__Work request__.
From the records below, copy every line that contains the word "along".

__Extracted information__.
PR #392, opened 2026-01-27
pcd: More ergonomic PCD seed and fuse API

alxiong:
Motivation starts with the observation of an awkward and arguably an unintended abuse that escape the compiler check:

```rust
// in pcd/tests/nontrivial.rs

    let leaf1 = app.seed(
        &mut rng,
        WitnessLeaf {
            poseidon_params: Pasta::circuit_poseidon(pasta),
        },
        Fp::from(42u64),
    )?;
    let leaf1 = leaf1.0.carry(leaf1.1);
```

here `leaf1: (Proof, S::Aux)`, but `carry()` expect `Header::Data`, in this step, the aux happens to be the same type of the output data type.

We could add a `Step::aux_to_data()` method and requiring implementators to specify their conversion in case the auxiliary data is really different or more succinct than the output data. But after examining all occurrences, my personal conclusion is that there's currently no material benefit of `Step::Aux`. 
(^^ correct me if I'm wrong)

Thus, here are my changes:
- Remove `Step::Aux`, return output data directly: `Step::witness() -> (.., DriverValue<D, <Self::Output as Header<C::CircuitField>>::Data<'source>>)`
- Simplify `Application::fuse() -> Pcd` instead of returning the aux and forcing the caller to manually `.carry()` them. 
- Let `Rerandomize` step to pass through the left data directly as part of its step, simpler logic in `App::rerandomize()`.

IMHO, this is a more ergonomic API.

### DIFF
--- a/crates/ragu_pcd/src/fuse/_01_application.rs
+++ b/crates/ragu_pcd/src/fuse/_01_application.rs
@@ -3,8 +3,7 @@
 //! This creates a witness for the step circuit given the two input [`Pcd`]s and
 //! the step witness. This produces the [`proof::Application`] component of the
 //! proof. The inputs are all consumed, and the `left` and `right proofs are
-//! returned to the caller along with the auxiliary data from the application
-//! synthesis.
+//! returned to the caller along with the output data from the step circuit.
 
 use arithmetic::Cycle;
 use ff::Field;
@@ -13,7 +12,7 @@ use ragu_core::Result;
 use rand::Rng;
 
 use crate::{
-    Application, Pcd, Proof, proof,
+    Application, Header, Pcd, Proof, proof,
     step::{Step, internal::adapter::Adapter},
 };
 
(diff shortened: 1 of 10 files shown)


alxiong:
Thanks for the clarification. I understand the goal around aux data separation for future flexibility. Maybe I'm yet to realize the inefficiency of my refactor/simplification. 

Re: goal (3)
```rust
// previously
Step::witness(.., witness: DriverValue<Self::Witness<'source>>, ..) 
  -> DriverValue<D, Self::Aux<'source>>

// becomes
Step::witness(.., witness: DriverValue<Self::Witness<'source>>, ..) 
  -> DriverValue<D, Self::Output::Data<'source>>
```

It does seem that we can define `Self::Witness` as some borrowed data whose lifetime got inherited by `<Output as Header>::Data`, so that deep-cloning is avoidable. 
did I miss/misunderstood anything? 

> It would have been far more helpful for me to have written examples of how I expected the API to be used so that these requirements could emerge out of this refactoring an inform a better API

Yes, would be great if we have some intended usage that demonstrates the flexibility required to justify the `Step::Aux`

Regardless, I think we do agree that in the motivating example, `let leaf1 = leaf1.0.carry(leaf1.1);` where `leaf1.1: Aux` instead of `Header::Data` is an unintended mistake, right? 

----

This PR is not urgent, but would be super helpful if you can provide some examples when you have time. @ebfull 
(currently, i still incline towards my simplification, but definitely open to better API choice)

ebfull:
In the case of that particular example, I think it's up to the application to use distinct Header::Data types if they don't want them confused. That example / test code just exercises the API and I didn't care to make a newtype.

__Response__.
-//! returned to the caller along with the auxiliary data from the application
+//! returned to the caller along with the output data from the step circuit.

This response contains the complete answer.